Wally should work even if you are not able to build the project you want to run it against. However, if you can build the project without any issues, you can run Wally using the --ssa flag, at which point Wally will be able to do the following:

  • Solve the enclosing function more effectively using SSA.
  • Output all possible call paths to the functions where the routes are defined and/or called.
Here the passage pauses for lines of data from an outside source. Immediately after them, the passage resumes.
PR #93, opened 2021-01-12
tbx_utils: Sync spectrogram_to_image with paderbox and made visible_dB an option

boeddeker:
- `spectrogram_to_image` now expects power as input (same as in `paderbox`)
 - Made `visible_dB` an option
 - Add comparison with `paderbox.visualization.plot.stft`

### DIFF
--- a/padertorch/summary/tbx_utils.py
+++ b/padertorch/summary/tbx_utils.py
@@ -119,7 +119,7 @@ def stft_to_image(
         Colorized image with shape (color (1 or 3), features, frames)
 
 
-    Comparison with `paderbox.visualization.plot.stft`
+    Small test to see the effect of `visible_dB`:
 
         >>> visible_dB = 60
         >>> 10 ** (-visible_dB / 20)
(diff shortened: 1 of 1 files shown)


padertorch/summary/tbx_utils.py
```diff
@@ -109,14 +110,38 @@ def stft_to_image(
...
+        >>> np.squeeze(stft_to_image(
+        ...     np.array(data)[:, None], color=None, visible_dB=60))
+        array([255,  51,  40,   1,   0], dtype=uint8)
+
     """
     signal = to_numpy(signal, detach=True)
 
     return spectrogram_to_image(
-        np.abs(signal), batch_first=batch_first, color=color, origin=origin,
+        signal.real ** 2 + signal.imag ** 2,
```
thequilo, line 140: What's the difference between `np.abs(signal)` and `signal.real ** 2 + signal.imag ** 2`? I would expect that `np.abs` is the better option.

boeddeker: I made two changes here:
 - I changed from `np.abs(signal)` to `np.abs(signal)**2`, because we usually define the spectrogram as the power of the STFT.
 - I changed `np.abs(signal)**2` to `signal.real ** 2 + signal.imag ** 2`:
    - Use the same operation as in paderbox
    - `np.abs` includes a square root operation, this avoids such an operation. If I remember correct, that operation is faster for common shapes that we have.

thequilo: Ok, I didn't notice the missing square root. Then, it makes sense.

thequilo (approved):

PR #2163, opened 2026-09-01
fix(ledger): enforce required redeemers for reference-script plutus spends

### LINKED ISSUE #2147: ledger: enforce required redeemers for reference-script Plutus spends
## Scope
Ensure UTxO validation rejects Plutus script spends that provide a reference script but no corresponding redeemer, across all supported eras including Dijkstra.

## Acceptance criteria
- Shared ledger validation enforces the required-redeemer implication for reference-script inputs.
- Conway and Dijkstra entry points behave consistently.
- Regression tests cover missing redeemer, valid redeemer, and reference-script/non-reference-script paths.
- Normal, race, vet, lint, and conformance checks pass.

## Compatibility
Preserve existing valid transaction behavior and avoid duplicating era-specific guards.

When using the --ssa flag you can expect output like this:

===========MATCH===============
ID:  14554c2a-41ee-4634-831d-6fc49c70c80d
Indicator ID:  1
Package:  github.com/hashicorp/cronexpr
Function:  Parse
Params:
Enclosed by:  (*github.com/hashicorp/nomad/nomad/structs.PeriodicConfig).Validate
Position /Users/hex0punk/Tests/nomad/nomad/structs/structs.go:5638
Possible Paths: 1
	Path 1 (filter limited):
		[Validate] nomad/structs/structs.go:5614:26 --->

===========MATCH===============
ID:  6a876579-6b72-4501-af5b-5028c84a1c77
Indicator ID:  1
Package:  github.com/hashicorp/cronexpr
Function:  Parse
Params:
Enclosed by:  (*github.com/hashicorp/nomad/nomad/structs.PeriodicConfig).Validate
Position /Users/hex0punk/Tests/nomad/nomad/structs/structs.go:5644
Possible Paths: 1
	Path 1 (filter limited):
		[Validate] nomad/structs/structs.go:5614:26 --->

===========MATCH===============
ID:  eeaa94b1-28a8-41b8-a1e3-7a0d665a1e4d
Indicator ID:  1
Package:  github.com/hashicorp/cronexpr
Function:  Parse
Params:
Enclosed by:  github.com/hashicorp/nomad/nomad/structs.CronParseNext
Position /Users/hex0punk/Tests/nomad/nomad/structs/structs.go:5677
Possible Paths: 28
	Path 1 (RECOVERABLE):
		nomad.[Plan] nomad/job_endpoint.go:1949:57 --->
		structs.[Next] nomad/structs/structs.go:5693:24 --->
		[CronParseNext] (recoverable) nomad/structs/structs.go:5670:6 --->
	Path 2 (RECOVERABLE):
		nomad.[Plan] nomad/job_endpoint.go:1949:57 --->
		structs.[Next] nomad/structs/structs.go:5699:27 --->
		[CronParseNext] (recoverable) nomad/structs/structs.go:5670:6 --->
	Path 3 (node limited) (RECOVERABLE):
		nomad.[leaderLoop] nomad/leader.go:247:34 --->
		nomad.[establishLeadership] nomad/leader.go:412:33 --->
		nomad.[SetEnabled] nomad/periodic.go:167:3 --->
		nomad.[run] nomad/periodic.go:332:14 --->
		nomad.[dispatch] nomad/periodic.go:342:38 --->
		structs.[Next] nomad/structs/structs.go:5693:24 --->
		[CronParseNext] (recoverable) nomad/structs/structs.go:5670:6 --->

Filtering call path analysis

When running Wally in SSA mode against large codebases wally might run get lost in external libraries used by the target code. By default, Wally will filter call path functions to those belonging only to the module of each match discovered for a given indicator. This is what you'd want in most case. However, you can also filter analysis to only the packages container a string prefix which you can specify using -f followed by a string. For instance, when using wally to find HTTP and gRPC routes in nomad, you can to type the command below.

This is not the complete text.